図1 Infineon Technologies社Automotive DivisionのPresidentであるJochen Hanebeck氏

「クルマをもっとクリーンに、安全に、スマートに」を標榜するInfineon Technologiesがクルマ用半導体で攻勢をかけている。現在、ルネサス エレクトロニクスに次いで世界第2位に位置するInfineonの2013年の販売シェアは、前年比0.5ポイント上げて9.6%に上がった。1位のルネサスは0.9ポイント下げて13.3%となり、その差が少し縮まったことになる。

同社Automotive DivisionのPresidentであるJochen Hanebeck氏(図1)によると、Infineonのシェアは次第に高まり、欧州と韓国では第1位、米国とアジアで2位、日本でも3位に浮上したと述べる。上位5社の自動車用半導体で前年に比べもっと業績を伸ばしたメーカーがInfineonだ(図2)。市場シェアの伸びは、上位5社の中でInfineonが最も大きく、市場シェアを伸ばした2位がFreescale Semiconductor、3位がNXP Semiconductorsとなっている。

図2 2012年から伸びてシェアを最も拡大したInfineon(出典:Infineon Technologies)

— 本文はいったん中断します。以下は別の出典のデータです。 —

PR #1495, opened 2016-02-20
Enhance uninitialized-test-2.html

zhenyao:
1) Cover TexStorage2D
2) Cover for int and uint formats
3) Cover the partially initialized cases

### DIFF
--- a/sdk/tests/conformance2/misc/uninitialized-test-2.html
+++ b/sdk/tests/conformance2/misc/uninitialized-test-2.html
@@ -49,9 +49,21 @@ else
   testPassed("Context created.");
 
 function setupTexture(target, texWidth, texHeight, texDepth) {
+    var is3d = (target == gl.TEXTURE_3D || target == gl.TEXTURE_2D_ARRAY);
     var texture = gl.createTexture();
     gl.bindTexture(target, texture);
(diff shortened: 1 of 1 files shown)


sdk/tests/conformance2/misc/uninitialized-test-2.html
```diff
@@ -72,68 +95,208 @@
...
         for (var x = 0; x < texWidth; ++x) {
             var index = (y * texWidth + x) * 4;
+            var is_exception = false;
+            for (var ii = 0; ii < exceptions.length; ++ii) {
+                if (exceptions[ii].x == x && exceptions[ii].y == y) {
+                    is_exception = true;
+                    if (data[index] != exceptions[ii].r ||
+                        data[index + 1] != exceptions[ii].g ||
+                        data[index + 2] != exceptions[ii].b ||
+                        data[index + 3] != exceptions[ii].a) {
```
kenrussell: Is a tolerance needed for this comparison? If the back buffer happens to change semantics slightly (for example, it might use an sRGB texture on some implementations) then the read-back pixel may not be exactly what was sampled in the texture.

kenrussell:
The enhancement to the test looks very good. One question. Please merge yourself after addressing.

sdk/tests/conformance2/misc/uninitialized-test-2.html
zhenyao: Very good point.  Added a tolerance now.

PR #1496, opened 2016-02-22
Rename image-bitmap to image-bitmap-from-image-data

xidachen:
An ImageBitmap can be created from multiple kinds of sources such as ImageData, HTMLImageElement, HTMLVideoElement and HTMLCanvasElement. Right now the conformance & conformance2 takes an ImageBitmap created from ImageData.

What I plan to do in the future is to change it such that the conformance & conformance2 will take ImageBitmap created from HTMLImageElement, HTMLVideoElement and HTMLCanvasElement. In that case, we have broader coverage for ImageBitmap. As the first step, I rename the file name for under image-bitmap to image-bitmap-from-image-data.


zhenyao:
lgtm

kenrussell:
LGTM after the fact. Agree that it's important to test uploading of ImageBitmaps created from all of the valid sources (ImageData, HTMLImageElement, HTMLCanvasElement, HTMLVideoElement).

Perhaps some code can be shared between the tests which create textures directly from these sources, and the tests which create textures from ImageBitmaps which were created from these sources.

xidachen:
Good point Ken, my plan is to start working on these tests without sharing any code and make sure that they work fine. In this case, if there is a bug somewhere, it is easy to debug. Once we have the test coverage for all the valid sources, we can move some common functions to some util.js. Does that make sense?

kenrussell:
Sure, that sounds fine.

PR #1497, opened 2016-02-22
Add new conformance for ImageBitmap created from an HTMLImageElement

xidachen:
The existing conformance(2) tests for ImageBitmap takes an ImageBitmap created from ImageData. Now we add tests that takes an ImageBitmap created from an HTMLImageElement. All tests pass locally on a Linux desktop.


sdk/tests/js/tests/tex-image-and-sub-image-3d-with-image-bitmap-from-image.js
```diff
@@ -0,0 +1,120 @@
...
+          default:
+            break;
+        }
+
+        gl.clearColor(0,0,0,1);
+        gl.clearDepth(1);
+
+        var image = new Image();
+        image.src = resourcePath + "red-green.png";
+        image.onload = function() {
```
kenrussell: The onload handler needs to be assigned before src, because otherwise there's a race condition where the onload handler might not fire.

sdk/tests/js/tests/tex-image-and-sub-image-2d-with-image-bitmap-from-image.js
```diff
@@ -0,0 +1,158 @@
...
+          default:
+            break;
+        }
+
+        gl.clearColor(0,0,0,1);
+        gl.clearDepth(1);
+
+        var image = new Image();
+        image.src = resourcePath + "red-green.png";
+        image.onload = function() {
```
kenrussell: See below; the onload handler needs to be assigned before the src attribute.

kenrussell:
Thanks for contributing this new test; it looks good overall. Could you please address the two issues above?

xidachen:
Hi Ken, thank you for the comments, I have addressed both. Please take a look.

kenrussell:
Thanks for the updates. LGTM.

PR #1498, opened 2016-02-22
Add more test cases for uninitialized-test-2.html

zhenyao:
Test with larger texture sizes.  This triggers different code paths in chrome.

### DIFF
--- a/sdk/tests/conformance2/misc/uninitialized-test-2.html
+++ b/sdk/tests/conformance2/misc/uninitialized-test-2.html
@@ -179,126 +179,389 @@ function checkNonZeroPixels(texture, target, format, type, texWidth, texHeight, 
     }
 }
 
-var width = 512;
-var height = 512;
-var depth = 2;
+function testTexImage3D() {
 
-var targets = [ "TEXTURE_2D", "TEXTURE_CUBE_MAP" ];
-for (var ii = 0; ii < targets.length; ++ii) {
-    debug("");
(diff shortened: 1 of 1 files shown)


sdk/tests/conformance2/misc/uninitialized-test-2.html
```diff
@@ -179,127 +179,390 @@
...
-var read_types = [ gl.UNSIGNED_BYTE, gl.UNSIGNED_INT, gl.INT ];
+      // TEXTURE_2D_ARRAY + RGBA8
+      {
+        target: "TEXTURE_2D_ARRAY",
+        internal_format: "RGBA8",
+        format: gl.RGBA,
+        type: gl.UNSIGNED_BYTE,
+        read_type: gl.UNSIGNED_BYTE,
+        width: 2048,
+        height: 2048,
```
kenrussell: Would it be possible to reproduce the same issues with a smaller width/height for these 2D texture array cases, like 1024x1024? If so please adjust the test cases. Thanks.

kenrussell:
Looks good overall. One comment above. Please merge yourself after addressing one way or the other. Thanks.

sdk/tests/conformance2/misc/uninitialized-test-2.html
zhenyao: Yes we can.  I'll adjust to 1024.

PR #1499, opened 2016-02-22
Add a new case to uninitialized-test.html

zhenyao:
If we create texture using TexImage2D with null data, and then
initialize part of it using TexSubImage2D, and then ReadPixels() the
entire texture. The uninitialized part should be cleared to 0, and the
initialized part should stay untouched.

Chrome has a bug where the initialized part will also be cleared to 0.

This is fixed in https://codereview.chromium.org/1706773003/


kenrussell:
Very nice. LGTM

PR #1500, opened 2016-02-23
Add new conformance tests for ImageBitmap(HTMLVideoElement)

xidachen:
Following this pull request: https://github.com/KhronosGroup/WebGL/pull/1497 which adds new conformance tests for ImageBitmap created from a HTMLImageElement, we now add tests for ImageBitmap created from a HTMLVideoElement. All tests passed locally on a Linux desktop.


sdk/tests/js/tests/tex-image-and-sub-image-2d-with-image-bitmap-from-video.js
```diff
@@ -0,0 +1,160 @@
...
+            break;
+          default:
+            break;
+        }
+
+        gl.clearColor(0,0,0,1);
+        gl.clearDepth(1);
+
+        var video = document.createElement("video");
+        video.oncanplaythrough = function() {
```
kenrussell: The use of the oncanplaythrough event is interesting. I've seen it in some other recent layout tests. The other video-related WebGL tests use a couple of other events and a bunch of heuristics to try to figure out whether the first frame of the video is being displayed. If oncanplaythrough has consistent semantics across all browsers, the other tests (rather, webgl-test-utils' startPlayingAndWaitForVideo) could be simplified. Xida, what do you think?

kenrussell:
Very nice work Xida. LGTM

xidachen:
I used the "oncanplaythrough" here because I think that it fits our need. I actually didn't test the behavior of other browsers' behavior of "oncanplaythrough". If we were to use this instead of startPlayingAndWaitForVideo, I'd wait until we see that all these tests are consistently passing on major platforms after a chromium DEPS roll.

PR #1501, opened 2016-02-24
pixels(type is ArrayBufferView) in texSubImage* can not be null in WebGL

Richard-Yunchao:
The feature differs from that of native gles, in which the data(type is void*) can be null. 

The original code make many test ambiguous. It may generate INVALID_VALUE error if pixels is null. 

PTAL. Thanks!


kenrussell:
Thanks for these fixes. Agreed that the tests are ambiguous as ported. Your changes look good.

PR #1502, opened 2016-02-24
Let's flip ImageBitmap ^o^

xidachen:
createImageBitmap(validSource, flipY=true) is fully supported for all valid sources. Let's try it. I change the test of image-bitmap-from-image-data with flipY options. All conformance(2) tests passed locally on a Linux desktop.

The future plan it to apply flipY to all sources and after that, premultiplyAlpha.


xidachen:
It is worth noting that tex(Sub)Image2D and texSubImage3D for ImageBitmap is now running without re-decoding at all.

kenrussell:
Very nice. LGTM

PR #1505, opened 2016-02-25
Add conformance tests for ImageBitmap from canvas

xidachen:
This change adds conformance(2) tests for ImageBitmap created from an HTMLCanvasElement. Also, the test cases here covers flipY.


zhenyao:
lgtm

PR #1506, opened 2016-02-26
Fix sync status for WebGL

qkmiao:
For WebGL, sync status should not be signaled in the same frame as
glFinish issued. See section 5.23 "Queries' result must not be made
available in the current frame" in WebGL 2.0 spec.

There are some discussions in https://codereview.chromium.org/1736433003/. glFinish in WebGL issues glFlush to driver other than real glFinish.

### DIFF
--- a/sdk/tests/deqp/functional/gles3/es3fSyncTests.js
+++ b/sdk/tests/deqp/functional/gles3/es3fSyncTests.js
@@ -206,9 +206,9 @@ goog.scope(function() {
 
         gl.finish();
 
-        if (this.m_caseOptions & es3fSyncTests.CaseOptions.FINISH_BEFORE_WAIT && waitValue != gl.ALREADY_SIGNALED) {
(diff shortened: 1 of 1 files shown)


zhenyao:
The change is conforming to WebGL 2 spec. However, we seems to lose test coverage by making this change.

@kenrussell @toji What do you think?

kenrussell:
Looking back at the WebGL 2.0 spec, I was wrong about the stated semantics of sync objects -- sorry about that.

The rules aren't laid out clearly. It's legal for a sync object to become signaled within a given frame. However, the intent is that it's not required, even if a glFinish is issued. The limitations on ClientWaitSync are intended to define this behavior, but I'll update the specification to make this more clear.

Instead of simply disabling this part of the test, we should change the iterate() function to have a few states, and re-run the "verify" state up to a certain number of times, returning control to the browser in between. es3fTransformFeedbackTests.js shows how to do this. Instead of asking you to do this restructuring, let me put up another pull request implementing it and you can review.

qkmiao:
Thank you ken. I close this pull request.

PR #1509, opened 2016-02-26
Align dEQP lifetime tests with C++ code

qkmiao:
C++ code: https://android.googlesource.com/platform/external/deqp/+/master/modules/gles3/functional/es3fLifetimeTests.cpp#343


zhenyao:
looks good.  thanks for fixing them.

kenrussell:
Very nice. Thank you for tracking these down. LGTM after the fact.

PR #1510, opened 2016-02-26
Fix vertex array life time test

qkmiao:
Detach array buffer from vertex attribute isn't implemented in js. This
patch gets the vertex buffer first, then removes it which makes the
vertex buffer detach from vertex attribute.

### DIFF
--- a/sdk/tests/deqp/functional/gles3/es3fLifetimeTests.js
+++ b/sdk/tests/deqp/functional/gles3/es3fLifetimeTests.js
@@ -100,8 +100,12 @@ es3fLifetimeTests.ScaleProgram.prototype.draw = function(vao, scale, tf, dst) {
 es3fLifetimeTests.ScaleProgram.prototype.setPos = function(buffer, vao) {
     gl.bindBuffer(gl.ARRAY_BUFFER, buffer);
     gl.bindVertexArray(vao);
-    if (buffer)
+    if (buffer) {
         gl.vertexAttribPointer(this.m_posLoc, NUM_COMPONENTS, gl.FLOAT, false, 0, 0);
+    } else {
+        var name = gl.getVertexAttrib(this.m_posLoc, gl.VERTEX_ATTRIB_ARRAY_BUFFER_BINDING);
+        gl.deleteBuffer(name);
+    }
     gl.bindVertexArray(null);
     gl.bindBuffer(gl.ARRAY_BUFFER, null);
 };
@@ -254,7 +258,7 @@ es3fLifetimeTests.BufferVAOAttacher.prototype.detach = function(element, target)
 es3fLifetimeTests.BufferVAOAttacher.prototype.getAttachment = function(target) {
     var vao = /** @type {WebGLVertexArrayObject} */ (target);
     gl.bindVertexArray(vao);
-    var name = gl.getVertexAttrib(0, gl.VERTEX_ATTRIB_ARRAY_BUFFER_BINDING);
+    var name = gl.getVertexAttrib(this.m_posLoc, gl.VERTEX_ATTRIB_ARRAY_BUFFER_BINDING);
     gl.bindVertexArray(null);
     return name;
 };


sdk/tests/deqp/functional/gles3/es3fLifetimeTests.js
```diff
@@ -254,7 +258,7 @@ es3fLifetimeTests.BufferVAOAttacher.prototype.detach = function(element, target)
 es3fLifetimeTests.BufferVAOAttacher.prototype.getAttachment = function(target) {
     var vao = /** @type {WebGLVertexArrayObject} */ (target);
     gl.bindVertexArray(vao);
-    var name = gl.getVertexAttrib(0, gl.VERTEX_ATTRIB_ARRAY_BUFFER_BINDING);
+    var name = gl.getVertexAttrib(this.m_posLoc, gl.VERTEX_ATTRIB_ARRAY_BUFFER_BINDING);
```
zhenyao: This deviates from the c++ code.

zhenyao:
I checked the c++ code and don't see glDeleteBuffers there either. Can you explain why it is necessary in the js?

sdk/tests/deqp/functional/gles3/es3fLifetimeTests.js
qkmiao: See setPos, array buffer is bound to vertex attributes at index this.m_posLoc. So we should get buffer name from that index. I think C++ code has the same bug. In this case this.m_posLoc is always 0, so no difference between this.m_posLoc and 0.

sdk/tests/deqp/functional/gles3/es3fLifetimeTests.js
```diff
@@ -100,8 +100,12 @@ es3fLifetimeTests.ScaleProgram.prototype.draw = function(vao, scale, tf, dst) {
 es3fLifetimeTests.ScaleProgram.prototype.setPos = function(buffer, vao) {
     gl.bindBuffer(gl.ARRAY_BUFFER, buffer);
     gl.bindVertexArray(vao);
-    if (buffer)
+    if (buffer) {
         gl.vertexAttribPointer(this.m_posLoc, NUM_COMPONENTS, gl.FLOAT, false, 0, 0);
```
qkmiao: When array buffer is null, vertexAttribPointer doesn't work in WebGL, while it works in GLES. vertexAttribPointer in GLES has an extra  'pointer' argument. When bound array buffer is 0, vertexAttribPointer will attach null pointer to vertex attribute at index.

zhenyao: Right. Instead it has an offset that points to the bound buffer.

Still, why do we need to delete the buffer?  The C++ code doesn't.  Does that cause a behavior change? I try to understand the motivation.

sdk/tests/deqp/functional/gles3/es3fLifetimeTests.js
zhenyao: Got it.

sdk/tests/deqp/functional/gles3/es3fLifetimeTests.js
qkmiao: Delete the buffer will remove unbind the buffer from vertex attribute array. Otherwise detach (called from glsLifetimeTests.AttachmentTest.testDeletedNames) does nothing. Or are there any other methods to detach array buffer?

qkmiao: It's not a good implementation. But I didn't find a better one.

zhenyao: We should probably change WebGL 2 spec, and when a vao is bound, and nothing is bound to ARRAY_BUFFER, let the vertexAttribPointer(offset == 0) to be accepted.

Let's merge this for now.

パワー半導体のトップメーカーであるInfineonはクルマ用のパワー半導体でもシェア21%と最も大きい。Infineonの特長は、クルマ用半導体の中で、パワーとセンサ、マイコン(マイクロコントローラ)とバランス良く供給する体制が出来ていることにつきる。パワー半導体はクルマの中の小型モータを駆動するためのアクチュエータとして大量に使われている。小型モータは、パワーウィンドウやワイパー、パワーステアリング、エアコンなど用途は多岐にわたる。

なぜ、Infineonがシェアを上げることができたか。成長する分野を見ながら、バランスを保ってきたからだ。例えば内燃エンジン車だけを見ても、クルマ用の半導体の伸び率は他の分野よりも高い。2014年から2019年までの平均成長率CAGRは、クルマ用途でのインフォテインメントで7.6%、パワートレイン6.4%、安全6.4%、ボディ4.5%と、市場調査会社のStrategy Analyticsは予測する(図3)。Infineonは成長率の高い分野を攻めるのである。

図3 クルマ用半導体と言っても伸びる分野に差がある(出典:Infineon Technologies、Strategy Analytics)

同社が掲げる「クリーン」は、エンジンの効率をさらに上げCO2排出量を下げることにつながる。そのためのAT車デュアルクラッチ、タイヤ空気圧モニター、アイドリングストップといった成長分野に半導体を投入する(図4)。それぞれの分野のCO2削減量は4g/km、1.5g/km、5g/kmとアイドリングストップの効果が最も大きい。EU域内でのそれぞれの技術の普及率は2010年から2020年に5%→28%、18%→38%、15%→74%に高まると予測されている。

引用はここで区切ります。